# Canard PC & Canardpc.com > Nos Autres Rubriques > [Jeux Indépendants] Machinarium : Amnistie internationale

## Raphi Le Sobre

Après les polygames et les alektorophobes, vous, amis pirates, pourriez prochainement rejoindre la liste de ceux dont la citoyenneté pourrait leur être retirée. Évidemment j'exagère, mais eh, les élections approchent alors qui sait ? La grâce présidentielle du 14 juillet étant désormais de l'histoire ancienne, il serait temps d'assurer vos arrières en trouvant un moyen de faire amende honorable.

 
 Cela tombe merveilleusement bien, puisque les Tchèques d'Amanita Design mènent jusqu'au 12 août une opération « _Amnistie pour les pirates_ » où, en plus d'une version haute def' de l'illustration de cette news et d'un morceau inédit de Tomas Dvorak, vous pourrez vous procurer un exemplaire de Machinarium et de sa bande originale pour cinq pauvres dollars. Une misère pour une pièce de maître comme celle-ci.
 Un excellent moyen de vous occuper au bureau durant ce long mois d'août et d'éviter aux forces gouvernementales d'avoir à vous abandonner dans les eaux internationales, voire dans la zone Duty Free d'un aéroport quelconque.

Voir la news (1 image, 0 vidéo )

----------


## Nicotorep

la classe, dommage, je l'ai déjà... Mais magnifique jeu en flash, les mecs assurent quand même.

----------


## Nexus5

Pour 5 dollars on telecharge 3 archives d'install : une pour Mac, une pour PC et une pour Linux. Si c'est pas de l'amour ca quand meme !
Au passage, je pense que Tomas Dvorak est un compositeur de genie, j'espere entendre ses morceaux dans d'autres prods ou meme dans des films plus tard.

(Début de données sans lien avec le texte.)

PR #422, opened 2026-04-06
fix: [730] Version Format (SemVer vs DateVer) compliance pass

H31MDALLR:
Auto-generated by the Miniforge compliance scanner.

Applies mechanical fixes for all auto-fixable violations of this rule.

A noter le commentaire suivant sur le blog qui n'etonne plus depuis l'affaire World of Goo : "our estimate from the feedback is that only 5-15% of Machinarium players actually paid for the game." Je vais pas refaire la guerre securitaire de notre ami Ministre de l'Interieur, mais ca donne quand meme envie de lui suggerer de placer les pirates a cote des polygames dans sa nouvelle Loi pour faire un max de voies aux prochaines elections, non ?

----------


## cnl_Angus

Ils sont vraiment classe les gars d'Amanita. Le jeu est vraiment bon dans son genre, et garanti sans DRM moisis a l'intérieur. 
J'espère que cette opération va marcher, au moins en leur faisant un coup de (bonne) publicité.

----------


## sissi

Ce serait un crime de passer à coté.

----------


## Kinski

> Au passage, je pense que Tomas Dvorak est un compositeur de genie, j'espere entendre ses morceaux dans d'autres prods ou meme dans des films plus tard.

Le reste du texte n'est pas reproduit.